Fig. 4 illustrates the emissivity spectra of the designed temperature-adaptive radiative cooling device across the solar spectrum and atmospheric transmission windows. It can be observed from Fig. 4 that within the atmospheric window band, the emissivity is relatively high when VO₂ is in the metallic state, while the emissivity is relatively low when VO₂ is in the dielectric state. The phase-change characteristic of VO₂ enables temperature-dependent switching between radiative cooling and heating modes. When the ambient temperature exceeds the transition threshold, VO₂ adopts a metallic state, activating the cooling mode. According to formula (2)–(4), the solar absorption rate A_C is 0.44 and the emissivity within the atmospheric transmission window ε_c is 0.87. In contrast, at lower temperatures, VO₂ reverts to its insulating state, initiating heating mode with values of A_h = 0.43 and ε_h = 0.03. The emissivity tunability (Δε = ε_c − ε_h = 0.84) demonstrates that the designed metamaterial can dynamically modulate its thermal emission via temperature-induced phase switching, fulfilling the goals of our temperature-adaptive radiative cooling device.

Fig. 4 Emissivity spectra of a temperature-adaptive radiative cooling device in the solar irradiation and atmospheric window bands. The red and blue lines represent the emissivity spectra of the device in low and high temperature modes, respectively.

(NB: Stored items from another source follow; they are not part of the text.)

PR #292, opened 2026-09-11
Catch every exception while loading the startup script

### LINKED ISSUE #288: Startup script is parsed as one tree; an allocation failure while loading it leaves the core in a boot loop

JensOgorek:
### Motivation

Fixes #288 and decides the open question of #246 as explicit fail-safe.

`app_main` only caught `std::runtime_error` around `Storage::init()` and `process_lizard(startup)`. A `std::bad_alloc` thrown while the startup statements were executed escaped, terminated the main task and left the core in a boot loop with the console never serviced, so `!-`/`!.` could not recover it (observed on the F30 core with a 154-line startup). Merely widening the catch would have kept the state #246 describes: a core that boots with part of its startup and looks alive.

### Implementation

A boot counter in RTC memory (`main/utils/boot_guard.{h,cpp}`) makes a failed startup fail safe:

- An exception while loading the startup script (now `std::exception` and a catch-all) stores its reason, prints `error while loading startup script: …` and `restarting (failed boot N of 2)`, and restarts. A panic, watchdog or brownout reset during the startup or the first 5 s of the main loop counts as a failed boot as well.
- After two failed boots the startup script is skipped, one line `error: startup skipped after 2 failed boots (<reason>)` names the cause, and the core reaches `Ready.` with a working console so the script can be fixed with `!-`, `!+` and `!.`. No `core.output` runs, so RoSys stays "not ready".
- The counter is cleared after 5 s of main loop, by a power-on or EN reset, and a deliberate `esp_restart()` (`core.restart()`) never counts, so RoSys configuring and restarting twice in a row does not trigger the skip.

Hardenings from the review: a 512-byte emergency pool for C++ exceptions in both sdkconfig defaults, so `std::bad_alloc` can still be thrown when the heap is exhausted; the console loop catches `std::exception`, so `!.` under memory pressure no longer kills the main task; `Storage::read()` checks its `malloc`; `SerialBus` gets a destructor that stops its communication task, frees its queues and unregisters its echo callback, so a startup that fails after creating the bus does not leave a task and a callback on a freed object. A storage error while reading the startup (other than a missing script) is now reported with `error while loading startup script: …` and the core continues with an empty script instead of restarting, so a freshly flashed or erased core reaches `Ready.`.

Tested on a bench ESP32 and on the F30 core (rb68), see the comment below: a failing module or a panic in the middle of a startup gives two restarts and then a skipped startup with a working console, quick deliberate restarts do not count, and a repaired startup loads again. The original heap exhaustion of #288 could not be reproduced with this build, because the F30 startup needs modules from lizard-zz.

### Progress

### DIFF
--- a/main/main.cpp
+++ b/main/main.cpp
@@ -467,8 +467,10 @@ void app_main() {
     try {
         Storage::init();
         process_lizard(Storage::startup.c_str());
-    } catch (const std::runtime_error &e) {
+    } catch (const std::exception &e) {
         echo("error while loading startup script: %s", e.what());
+    } catch (...) {
+        echo("error while loading startup script: unknown exception");
     }
 
     bus_backup::save_if_present();


falkoschindler (changes requested):
@JensOgorek thanks for the quick fix. I ran a review over it and checked the findings against the code and against how RoSys detects a ready core. My conclusion: the three lines are correct, but they widen the door to the state #246 describes, a core that boots with part of its startup and looks alive. I think we have to settle that question before merging, so I am handing the PR back with a proposal. The full review is folded in at the end so the reasoning stays traceable.

### What I found

- **The catch may not fire in the #288 scenario.** `CONFIG_COMPILER_CXX_EXCEPTIONS_EMG_POOL_SIZE` is unset in both sdkconfig defaults and the ESP-IDF default is 0 (Kconfig 474-480, `cxx_init.cpp` passes it straight to libstdc++ as the arena size). Without a pool, `__cxa_allocate_exception` has to malloc the exception object itself. If the heap is exhausted by small allocations, that malloc fails too and libstdc++ calls `std::terminate` before any catch runs. Only a failed large allocation while small ones still succeed is caught. The hardware test threw a synthetic `bad_alloc` with heap available, so it did not exercise this.
- **RoSys does not parse `Ready.` at all.** `is_ready` means a `core` message has arrived, and those only start once `core.output(...)` has run. In the generated startup that is the second to last line (rosys `robot.py:67`), so a failure anywhere before it leaves RoSys on "not ready" forever and motor commands raise `EspNotReadyException`. RoSys robots are protected by the ordering, by accident. Hand-written startups or `when` rules placed after `core.output` are not.
- **The checksum check cannot see a partial load.** `core.startup_checksum()` sums the stored text, not what was executed. A half-loaded startup with a matching checksum looks correct to RoSys.
- **The partial state is not safe to keep.** A `bad_alloc` late in the `SerialBus` constructor now leaves a running task and an echo callback pointing at a freed object (no destructor). `bus_backup::restore_if_needed()` sees "no bus" after a partial startup, erases the user's `Serial` modules and fails to create the backup because the UART is still in use. Both were terminate-and-reboot before, now they are live states.

### Proposal: fail safe after a reboot instead of continuing with half a startup

Falko's idea, which I think is stronger than any catch because it does not depend on an exception being throwable and also covers panics and NULL derefs:

- **Boot counter in RTC memory** (`RTC_NOINIT_ATTR`, survives panic and soft reset, cleared by a power cycle). Increment before `process_lizard(startup)`, reset to 0 after a few seconds of main loop. If the counter is already at 2 on entry, skip the startup entirely, print `error: startup skipped after 2 failed boots`, and continue to the console. No `core.output`, so RoSys stays "not ready", and `!-` / `!.` work again. That alone fixes the boot loop of #288 regardless of exceptions.
- **A startup exception no longer continues with the modules created so far.** Store the reason in RTC memory, `esp_restart()`, and let the next boot skip the startup and print the reason. No teardown needed, no ordering dependence, one clear message. The widened catch from this PR stays useful for exactly that message.
- **This decides #246 as "explicit fail-safe".** A wrong IMU driver then means no modules at all instead of the ones before the failing line. Optional modules can come later as a refinement. That is the trade-off we should agree on before building it.

What that means for the findings below: the `bus_backup` one disappears, and four small hardenings remain worth doing in this PR: the emergency pool in both sdkconfig defaults, widening the `process_uart` catch so the console survives a `bad_alloc` in `!.`, a NULL check in `Storage::read()`, and a `SerialBus` destructor plus an unregister for the echo callback so the unwinding after a late `bad_alloc` does not leave a task and a callback on a freed object. The last one is about twenty lines in two files, `SerialBus` is the only module that spawns a task or registers an echo callback.

If you agree, would you extend this PR with the boot counter and the restart-on-failure? I would keep the module step, rule and routine catches narrow: an unexpected exception mid-step is a bug or memory pressure, and a reboot that drops the outputs and takes RoSys to "not ready" is the safer reaction than a printed line and a control loop in an undefined state.

<details>
<summary>Full review (6 findings)</summary>

**1. std::bad_alloc may not be throwable in the real #288 scenario.**

Neither sdkconfig.defaults.esp32 (2) nor sdkconfig.defaults.esp32s3 (3) sets CONFIG_COMPILER_CXX_EXCEPTIONS_EMG_POOL_SIZE, and the ESP-IDF v5.3.1 default is 0 (Kconfig 474-480). components/cxx/cxx_init.cpp (21-25) returns that value from __cxx_eh_arena_size_get(), so libstdc++ has no emergency arena. When the heap is exhausted by small allocations (string nodes, map nodes), __cxa_allocate_exception cannot malloc the exception object and libstdc++ calls std::terminate before the new catch ever runs. Only a failed large allocation while small ones still succeed is caught. Suggestion: set the pool to a few hundred bytes in both sdkconfig defaults. It is reserved once at boot, so the cost is fixed and small.

**2. The main loop still catches std::runtime_error only.**

main/main.cpp (428, 488, 506, 515) keep the narrow catch around run_step, process_uart, rules and routines. The console session this PR wants to keep alive dies on the first non-runtime_error exception, for example bad_alloc in Storage::put on `!.` or std::invalid_argument from stoi. Scenario: core boots to Ready. after a caught startup bad_alloc with the heap still tight, the user sends `!-battery_control` and `!.`, Storage::put throws bad_alloc, the task terminates, the reboot loop continues. Widening the process_uart catch (488) belongs in this PR. For run_step, rules and routines I would deliberately stay narrow, see above.

**3. A bad_alloc late in the SerialBus constructor now becomes a use-after-free instead of a terminate.**

main/modules/serial_bus.cpp (57) spawns the communication task with `this`, then (63) registers an echo lambda capturing `this`. If push_back at 63 or Global::add_module at main/main.cpp (216) throws bad_alloc, the half-built SerialBus is destroyed during unwinding, but there is no destructor that deletes communication_task or unregisters the callback (main/utils/uart.cpp has no unregister). Before this PR that was a clean terminate and reboot, now the task and the echo callback keep dereferencing freed memory. With restart-on-failure the window shrinks to the time between catch and esp_restart(), but a destructor that deletes the task and the queues and unregisters the echo callback closes it properly. main/utils/uart.cpp only has register_echo_callback, so it needs a matching unregister, for example by returning a handle. Fix in this PR.

**4. Storage::read() mallocs unchecked.**

main/storage.cpp (49) passes a possible NULL to std::string(value), and for size 0 it reads uninitialized memory. Under the same low-heap condition this is a LoadProhibited panic inside Storage::init(), before any startup statement runs, so no catch helps there. The boot counter covers the loop, a NULL check throwing runtime_error gives a readable message instead of a backtrace.

**5. bus_backup::restore_if_needed() after a partial startup.**

main/utils/bus_backup.cpp (38-82) erases every Serial module and creates _backup_serial/_backup_bus when no SerialBus exists. If the startup fails between the Serial and the SerialBus line, the user's serial name disappears from Global::modules while an Expander still holds it, and make_shared<Serial> fails with "serial interface is already in use". This was already reachable with a runtime_error from any module constructor before this PR. With restart-on-failure there is no partial startup any more, so the restore only runs in the case it was built for: an empty or skipped startup.

**6. Unconditional Ready. after a failed startup.**

The only signal is one echo line before Ready., which RoSys does not parse. A robot can come up with motors and buses but without the safety rules defined after the failing line. Same as the existing #246 behaviour for runtime_error, which this PR extends to every exception. RoSys is currently protected only because core.output is the second to last generated line. The proposal above replaces the partial state with a skipped startup and a stored reason, which is the "explicit fail-safe" option from #246.

</details>

[※](https://zauberzeug.github.io/colophon/#m=claude-fable-5-1&t=Findings%20from%20an%20automated%20code%20review%20checked%20against%20the%20code%20by%20the%20model%3B%20the%20safe-mode%20proposal%20and%20the%20decision%20to%20hand%20the%20PR%20back%20are%20Falko%27s%2C%20wording%20and%20structure%20from%20the%20model.&d=2026-09-22&a=claude-code "claude-fable-5-1: Findings from an automated code review checked against the code by the model; the safe-mode proposal and the decision to hand the PR back are Falko's, wording and structure from the model.")

JensOgorek:
### Boot counter and restart-on-failure implemented as proposed, verified on a bench ESP32 and on the F30 core

@falkoschindler thanks, I agree with the direction and built it: the widened catch no longer continues with half a startup, a boot counter in RTC memory restarts after a failed startup and skips the script after two failed boots, and the four hardenings are in as well. Verified on a bench ESP32 and on the F30 core (rb68): a failing module in the middle of a 133-line startup gives two restarts, then `error: startup skipped after 2 failed boots (imu setup failed: …)`, `Ready.` and a working console; a panic during the startup ends the same way with `(panic)`. This decides #246 as explicit fail-safe: a failing required module now means no modules at all instead of the ones before the failing line. For RoSys robots that is what effectively happened already, since `core.output` is one of the last lines and RoSys never became ready.

Two deviations from your sketch, both deliberate: the counter is cleared by reset reason (`ESP_RST_POWERON`, `ESP_RST_EXT`) rather than by "RTC memory is cleared on power cycle", because `RTC_NOINIT` memory is undefined after power-on, not zero. And a deliberate `esp_restart()` never counts as a failure, only a startup exception, a panic, a watchdog or a brownout while the guard is armed (first 5 s of the main loop). Otherwise two quick `core.restart()` in a row, which RoSys does when it configures and restarts, would skip the startup by mistake. The price is that a `core.restart()` inside a startup script still loops; I think that is acceptable.

Not covered: the original #288 heap exhaustion could not be reproduced with this build, because the F30 startup needs the Innotronic modules from lizard-zz and the lizard-zz pin does not build against this branch. Ready for another look; the PR description is rewritten to match.

<details>
<summary>What changed per finding</summary>

- **Boot counter (new `main/utils/boot_guard.{h,cpp}`)**: `RTC_NOINIT_ATTR` magic, counter, armed flag and a 128-byte reason. `should_run_startup()` runs after `Storage::init()`: clears everything on power-on/EN/unknown reset, counts a panic/watchdog/brownout reset if the last boot was still armed, and skips the startup at two failed boots with one error line naming the reason. The main loop disarms and clears the counter after 5 s. An exception while loading the startup goes to `startup_failed()`: reason stored, `error while loading startup script: …` and `restarting (failed boot N of 2)` echoed, `uart_wait_tx_done`, `esp_restart()`.
- **Finding 1, emergency pool**: `CONFIG_COMPILER_CXX_EXCEPTIONS_EMG_POOL_SIZE=512` in both sdkconfig defaults.
- **Finding 2**: the `process_uart` catch takes `std::exception`; `run_step`, rules and routines stay at `std::runtime_error` as you suggested.
- **Finding 3**: `~SerialBus` unregisters the echo callback (`register_echo_callback` now returns a handle, `unregister_echo_callback(handle)` added), asks the communication task to stop via an atomic flag, waits up to 100 ms for it to exit on its own, deletes it otherwise, then frees both queues. The loop is no longer `[[noreturn]]`.
- **Finding 4**: `Storage::read()` throws a `runtime_error` when `malloc` returns NULL.
- **Finding 5**: obsolete with restart-on-failure, `restore_if_needed()` now only ever sees an empty or skipped startup.
- **Finding 6**: `Ready.` is still printed after a skipped startup, but no `core.output` runs, so RoSys stays "not ready", and the skip line is the only text line before `Ready.`.
- **Docs**: a paragraph in "Getting started → Startup Script" describes the restart, the skip after two failed boots, the recovery over the console and what clears the counter.

</details>

<details>
<summary>Bench ESP32 (classic, console 115200)</summary>

- Good startup (`before = Output(4)`, `after = Output(5)`) boots to `Ready.` with both modules; two `core.restart()` 3 s apart do not count.
- `imu = Imu()` inserted between the two lines with no chip attached: `error while loading startup script: imu setup failed: I2CError: Check your wiring.`, `restarting (failed boot 1 of 2)`, same again with `2 of 2`, then `error: startup skipped after 2 failed boots (imu setup failed: …)` and `Ready.`. `core.version()` answers, `before.on()` and `after.on()` report unknown modules, `!?` prints the stored script. `!-imu`, `!.`, `core.restart()` boots normally with both outputs.
- Panic path, with a temporary `core.__crash__()` (null store) in a local build only: two `Guru Meditation Error … StoreProhibited` boots, then `error: startup skipped after 2 failed boots (panic)` and a working console. Repaired startup loads. A panic 7 s after boot, twice, does not count and the startup loads on every boot.

</details>

<details>
<summary>F30 core (rb68, ESP32 with Bluetooth, four plexus peers on the bus, console 460800, RoSys stopped)</summary>

- The stored RoSys startup (checksum 503c) needs `InnotronicDriveMotor` from lizard-zz, so on this build it fails at line 6: two restarts with `unknown module type "InnotronicDriveMotor"`, then the skip line and `Ready.`, console reachable, `!?` prints the full 106-line script. That is the boot-loop scenario of #288 with a real production startup, only with a different exception.
- An Innotronic-free variant of the 154-line gripper startup (132 lines: Bluetooth, CAN, `p0` expander, bus with `make_coordinator(2, 3, 4, 5)`, the same number of `core.output` fields) boots to `Ready.` with about 10 core lines per second and 41 KB free heap.
- The same variant with `imu = Imu(0, 21, 22, 0x29)` at line 7 (wrong address, the board's BNO055 is at 0x28): two restarts, skip with `imu setup failed`, `core.version()` answers, `rdyp.on()` gives `unknown module "rdyp"`, `!?` lists all 133 lines, 129 KB free heap. Writing the loading variant back and restarting gives `Ready.` with core lines again.
- Two `core.restart()` 3 s apart: startup loads, 101 core lines in 10 s.
- Restored afterwards: RoSys startup 503c, previous lizard-zz firmware, RoSys reconnected with matching checksum.

</details>

Implemented and tested with Claude Fable 5.1.

falkoschindler (approved):
@JensOgorek two of us read the branch independently and merged the findings. Everything from the first round is addressed, the design and the hardware runs look right. Three things came up in the new code, all small and unambiguous, so @falkoschindler and I fixed them on the branch instead of another round trip: commit 4eb7ac5. The remaining catches in the main loop stay narrow on purpose, that PR is about startup failures and a wider catch would be a separate decision.

**1. A freshly flashed or NVS-erased core restarted forever instead of reaching Ready.** Storage::init() ran inside the guarded try. It throws on every boot while NVS has no startup yet: Storage::get() reads num_chunks and read() turns ESP_ERR_NVS_NOT_FOUND into "could not peek storage storage.num_chunks", Storage::put() even had a catch for exactly that case. Before this PR the error was echoed and the core reached Ready., which is why `espresso.py erase` was the documented way out of #288. On the branch every boot went to startup_failed() and restarted, should_run_startup() was never reached, and on the first power-on the RTC counter was still uninitialised at that point, so the line read something like "restarting (failed boot 3054 of 2)". Fix: Storage::init() has its own try that echoes and continues, only process_lizard() is guarded, and Storage::get()/put() treat a missing num_chunks as "no startup yet".

**2. The SerialBus destructor did not run if the constructor itself threw.** The echo callback was registered after the communication task existed. emplace_back and the std::function copy can throw bad_alloc under exactly the memory pressure of #288, and C++ does not run the destructor of an object whose constructor did not finish, so the task kept dereferencing the destroyed bus until the restart. Fix: everything that can throw now comes before the task is created, and the task-creation failure path unregisters the callback. The comment above the destructor also described a case that does not exist, a bus in Global::modules is never torn down by a later failing line; the real window is Global::add_module() throwing.

**3. The destructor's forced vTaskDelete() raced the task's self-delete.** After the 100 ms wait, "if (!stopped) vTaskDelete(task)" could run right after the task set stopped and deleted itself, deleting the same TCB twice. Fix: the task parks itself in vTaskSuspend() once it has left its loop, and the destructor is the only place that deletes it.

Approving with one ask before merging: boot one core after `espresso.py erase` once. That path is the reason for the fix, and nobody has run it on hardware yet, neither of us had a board at hand. Expected: no error line, `Ready.`, `!+`/`!.` and `core.restart()` load the new script. The PR description could also mention that a storage error is now reported and the core continues with an empty script.

Checked and fine from our side: the boot counter semantics (no double count on the ESP_RST_SW boot after a startup exception, magic check for undefined RTC memory, counter reset on skip), clearing by reset reason, not counting a deliberate restart, the reset-reason list (checked against the IDF 5.3.1 esp32 and esp32s3 ports, nothing else can report a crash), the 5 s settle window, the emergency pool, the console catch, the Storage::read() NULL check and the docs. Built for esp32 and esp32s3.

[※](https://zauberzeug.github.io/colophon/#m=claude-fable-5-1&t=Findings%20from%20two%20model%20reviews%20of%20the%20PR%20head%2C%20fixes%20implemented%20by%20the%20model%20on%20the%20branch%3B%20the%20decision%20to%20keep%20the%20main-loop%20catches%20narrow%20is%20Falko%27s%3B%20wording%20from%20the%20model.&d=2026-09-22&a=claude-code "claude-fable-5-1: Findings from two model reviews of the PR head, fixes implemented by the model on the branch; the decision to keep the main-loop catches narrow is Falko's; wording from the model.")

JensOgorek:
### Boot after a full erase passed on a bench ESP32: `Ready.` with a blank NVS, no error line, `!+`/`!.` + `core.restart()` load the new script

@falkoschindler thanks for the fixes. I ran the one open check on a bench ESP32 (classic, the core of the bench pair) with your head `4eb7ac5`: full `erase_flash`, then a complete flash of bootloader, partition table, otadata and app. The first boot reaches `Ready.` after about 2 s with no `error while loading startup script`, no `restarting (failed boot …)` and no storage line, so the restart loop from a fresh or erased NVS is gone. Writing a startup with `!+`/`!.` and `core.restart()` loads it, and a second cold reset via EN boots the same script cleanly. I also added the sentence about the reported storage error to the PR body. Merging now, #295 follows after this one as agreed.

<details><summary>Console log of the first boot with blank NVS and the restart with the new script</summary>

```
rst:0x1 (POWERON_RESET),boot:0x13 (SPI_FAST_FLASH_BOOT)
I (657) app_init: App version:      v0.14.1-10-g4eb7ac5
I (635) boot: Set actual ota_seq=1 in otadata[0]      <- fresh otadata, nothing left from before
I (2279) uart: queue free spaces: 20

Ready.
> core.info()
version: v0.14.1-10-g4eb7ac5
> !+before = Output(4)
> !+after = Output(5)
> !.
> !?
before = Output(4)
after = Output(5)
> core.restart()
rst:0xc (SW_CPU_RESET),boot:0x13 (SPI_FAST_FLASH_BOOT)
I (2242) gpio: GPIO[4]| InputEn: 0| OutputEn: 0| ...
I (2245) gpio: GPIO[5]| InputEn: 0| OutputEn: 0| ...

Ready.
> before.on()
> core.print(before.level, after.level)
1 0
```

Second cold reset (RTS/EN pulse): `Ready.`, `core.print(before.level, after.level)` → `0 0`, no error line.

</details>

[※](https://zauberzeug.github.io/colophon/#m=claude-fable-5-1&t=Erase%20and%20boot%20test%20run%20by%20the%20model%20on%20the%20bench%20ESP32%3B%20wording%20from%20the%20model.&d=2026-09-23&a=claude-code "claude-fable-5-1: Erase and boot test run by the model on the bench ESP32; wording from the model.")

To evaluate the net cooling power of the designed radiation cooling device, one can observe from formula (4)–(8) that h_c, T_amb and T have an influence on the net cooling power of the entire device. Fig. 5 shows the variation of radiative cooling power with different values of h_c and ΔT (where ΔT = T_amb − T) when vanadium dioxide is in its metallic state, with T set as 341 K. It can be clearly seen that as the ΔT gradually decreases, the cooling power gradually increases. Furthermore, when the temperature of the radiation cooling device is higher than the ambient temperature (ΔT < 0), the cooling power increases with the enhancement of the coefficient of conduction convection. Conversely, and when the device temperature is below ambient temperature (ΔT > 0), the radiative cooling power decreases because the temperature gradient favors heat gain from the environment, and increased h_c accelerates this undesired heat transfer. At thermal equilibrium, that is T_amb = T, the device achieves a steady-state cooling power of 277 W m⁻², which remains unaffected by h_c. These results indicate that the proposed device has excellent cooling performance compared to previously reported devices.^28,34Table 1 presents a comparative analysis between our proposed temperature-adaptive radiative cooling device and previously reported designs, focusing on structural design, thermal emission across heating and cooling modes, and emissivity tunability. Notably, our design demonstrates superior radiative regulation compared to existing approaches, achieving a more advanced thermal control emitter.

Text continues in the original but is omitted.